Oregon has investigated three complaints since becoming the first state to enact a predictable shift law, which took effect July 1. Employers under review include a Dollar Tree location in Warrenton for allegedly failing to post information about the new law; a Safeway grocery store location in Portland for an overtime pay dispute, and a Portland-area Domino’s pizza franchisee for allegedly failing to give enough advance notice of schedules, according to state records.

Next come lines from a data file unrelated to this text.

PR #9298, opened 2020-01-13
Clarify GridGenerator::hyper_shell in 3D

masterleinad:
Fixes the warning in https://cdash.43-1.org/viewBuildError.php?type=1&buildid=3667.

### DIFF
--- a/include/deal.II/grid/grid_generator.h
+++ b/include/deal.II/grid/grid_generator.h
@@ -1056,7 +1056,8 @@ namespace GridGenerator
    * Produce a half hyper-shell, i.e. the space between two circles in two
    * space dimensions and the region between two spheres in 3d, with given
    * inner and outer radius and a given number of elements for this initial
-   * triangulation.  However, opposed to the previous function, it does not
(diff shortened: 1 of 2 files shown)


drwells:
Am I missing something, or does it seem like a bug that we take `n` as an argument but never use it?

masterleinad:
> Am I missing something, or does it seem like a bug that we take `n` as an argument but never use it?

I don't think it's a bug. It's just that we only implement the one option for 3d.

tjhei:
> I don't think it's a bug. It's just that we only implement the one option for 3d.

We should document that fact. #9301

masterleinad:
I think it's better to not allow something arbitrary for the 3d implementation.

bangerth:
This seems wrong. In 3d, the parameter is just ignored as far as I can see, and consequently we should not ensure that it has a particular value. But the documentation is wrong in suggesting that in 3d there are certain allowed values.

masterleinad:
I won't fight for it. If you like the other pull request better, go with that. My idea was just to argue similarly for both implementations.

bangerth:
Let's go with #9301 instead.

PR #9300, opened 2020-01-13
In step 6 results doc, move the header file inclusion sentence to reflect that we need it for Sparse_ILU and not Jacobi preconditioner

krishnakumarg1984:


examples/step-6/doc/results.dox
```diff
@@ -142,13 +142,13 @@ into
...
 we can try out different relaxation parameters for SSOR. By using
-(you have to also add the header file <code>lac/sparse_ilu.h</code> to
-the include list at the top of the file)
 @code
   PreconditionJacobi<> preconditioner;
   preconditioner.initialize(system_matrix);
 @endcode
 we can use Jacobi as a preconditioner. And by using
+(you have to also add the header file <code>lac/sparse_ilu.h</code> to
+the include list at the top of the file)
```
bangerth: It reads funny with the parenthetical remark in the middle of the sentence. How about moving it  to the end of the sentence that ends on line 157? (The name of the header file predates a lot of work over nearly 20 years. It should really be `deal.II/lac/sparse_ilu.h` now.)

krishnakumarg1984: Sure, that is possible.

PR #9303, opened 2020-01-13
In the doc of the point() function, replaces monospace l_2 with its aTeX equivalent. Fixes #9302

### LINKED ISSUE #9302: In all documentation pages, consider replacing l_2 with its LaTeX equivalent notation
For example, in the documentation of the `distance` function [here](https://dealii.org/developer/doxygen/deal.II/classPoint.html#a3df8e6ab311dab9337c8d7b039c7b815), it says 

>Return the Euclidean distance of this point to the point p, i.e. the l_2 norm of the difference between the vectors representing the two points.

This would look much more readable if a mathjax-based LaTeX rendering is used. Can we replace all intances of `l_2` in the project with `$L_2$`?

krishnakumarg1984:
Fixes #9302

### DIFF
--- a/include/deal.II/base/point.h
+++ b/include/deal.II/base/point.h
@@ -16,7 +16,6 @@
 #ifndef dealii_point_h
 #define dealii_point_h
 
-
 #include <deal.II/base/config.h>
 
 #include <deal.II/base/exceptions.h>
@@ -107,8 +106,7 @@ DEAL_II_NAMESPACE_OPEN
  * @author Wolfgang Bangerth, 1997
  */
 template <int dim, typename Number = double>
-class Point : public Tensor<1, dim, Number>
-{
+class Point : public Tensor<1, dim, Number> {
 public:
   /**
    * Standard constructor. Creates an object that corresponds to the origin,
@@ -122,8 +120,7 @@ public:
   /**
    * Convert a tensor to a point.
    */
-  explicit DEAL_II_CUDA_HOST_DEV
-  Point(const Tensor<1, dim, Number> &);
+  explicit DEAL_II_CUDA_HOST_DEV Point(const Tensor<1, dim, Number> &);
 
   /**
    * Constructor for one dimensional points. This function is only implemented
@@ -133,8 +130,7 @@ public:
    *
    * @note This function can also be used in CUDA device code.
    */
-  explicit DEAL_II_CUDA_HOST_DEV
-  Point(const Number x);
+  explicit DEAL_II_CUDA_HOST_DEV Point(const Number x);
 
   /**
    * Constructor for two dimensional points. This function is only implemented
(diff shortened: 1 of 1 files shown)


include/deal.II/base/point.h
```diff
@@ -307,7 +307,7 @@ class Point : public Tensor<1, dim, Number>
 
   /**
    * Return the Euclidean distance of <tt>this</tt> point to the point
-   * <tt>p</tt>, i.e. the <tt>l_2</tt> norm of the difference between the
+   * <tt>p</tt>, i.e. the $\ell_2$ norm of the difference between the
```
bangerth: No, that's yet another space: The space of infinite dimensional vectors: https://en.wikipedia.org/wiki/Hilbert_space#Sequence_spaces. It needs to be `$l_2$`.

include/deal.II/base/point.h
```diff
@@ -185,7 +185,7 @@ class Point : public Tensor<1, dim, Number>
    * @note This function can also be used in CUDA device code.
    */
   DEAL_II_CUDA_HOST_DEV Number
-                        operator()(const unsigned int index) const;
+  operator()(const unsigned int index) const;
```
bangerth: I think that the indentation script wants it just the way it was.

krishnakumarg1984: This is really hard since my editor has been configured to indent on save following the .clang-format file in the project's root. I had to rename the .clang-format, work on my edit, but it wouldn't rebase until I had restored .clang-format.   

Why are the rules in the .clang-format file format provided in the project  not adhered to in the header files?

Rombur: I don't know what you mean. We apply clang-format everywhere. Which version of clang-format are you using? It needs to be 6.0.

krishnakumarg1984: The clang-format version compatibility can be specified in the `.clang-format` file. My binary is v9.0

bangerth: I think if you wanted to propose a patch for that, that would be fine -- but I have no trust in that actually working. I would be very surprised if the 9.0 binary with the 6.0 setting produces the same indentation as 6.0.

include/deal.II/base/point.h
```diff
@@ -107,8 +106,7 @@ DEAL_II_NAMESPACE_OPEN
  * @author Wolfgang Bangerth, 1997
  */
 template <int dim, typename Number = double>
-class Point : public Tensor<1, dim, Number>
-{
+class Point : public Tensor<1, dim, Number> {
```
bangerth: There are now a large number of unrelated indentations. Please run the indentation script. (If you use the `./contrib/utilities/download_clang_format` script, it will download the right version for you. You don't have to install or compile it yourself.)

krishnakumarg1984: I shall close this PR, work on a new branch and raise a new PR.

As of mid-September, investigations by the state’s Bureau of Labor and Industry were ongoing.
In Washington, legislators were expected to hold hearings on a statewide measure in mid-October. “They’re keeping a close watch on what’s happening in Seattle,” Harknett said.
Creating More Predictable Schedules
Predictable schedule laws do not dictate how employers must create the schedules they are bound to offer, but could lead more of them to automate or improve the existing processes.
The scheduling systems that employers use to comply with the new laws are all over the map, according to city labor officials involved with training and enforcement. That includes bare-bones paper and pencil schedules, Excel spreadsheets and shift scheduling software that can be customized to comply with laws, or a combination of one or more of those, they said.
Larger employers are likelier to use electronic scheduling apps. Fifty-six percent of enterprises with more than 10,000 employees use some form of labor scheduling application, according to the 2018-19 Sierra-Cedar survey. That compares with 46 percent of midsized organizations with 2,500 to 10,000 employees, and 43 percent of organizations with 2,500 or fewer workers, according to the survey, which polled 1,636 global organizations representing 23.6 million workers.
Labor scheduling systems are the least used of any workforce management application with the exception of labor budgeting systems, according to the survey. For example, 90 percent of employers of all sizes use some kind of time and attendance system, twice as many as use a scheduling system.
Employers would be smart not to wait for cities to pass predictable shift laws to act, since they won’t get the employee-side recognition from making the change but will still have to do the work, said Clay Robinson, director of solution architecture at Shiftboard, a shift-scheduling software vendor.
The Seattle-based company has sold its shift-scheduling app to employers in and outside the city limits. Forward-thinking customers use it as a strategic advantage for attracting and retaining workers, Robinson said. “We had a customer that wasn’t inside the city who came to us after the city council approved the law and wanted to offer it to employees in order to be able to say they had taken care of it before they had to.”
Gap has continued to update its shift-scheduling management. After testing several options, last spring the company rolled out an app from Shyft that employees can use to swap shifts. The technology, which the company introduced to all its brands, “helps provide additional flexibility to our store employees while ensuring that our stores are staffed appropriately,” said C. David Ard, senior vice president and global head of people for Gap Inc.’s Gap brand, in a prepared statement.
Among other actions, Gap also changed staffing levels to track traffic instead of projected sales. The company’s brands — which include Old Navy and Banana Republic — also are testing other scheduling systems based on store size and markets.
“There’s no question that store scheduling is an issue that challenges our entire industry,” Ard said. “As a company that seeks to attract and retain the best talent in the business, we recognize the importance of finding ways to enhance and improve the store experience for our employees and customers alike.”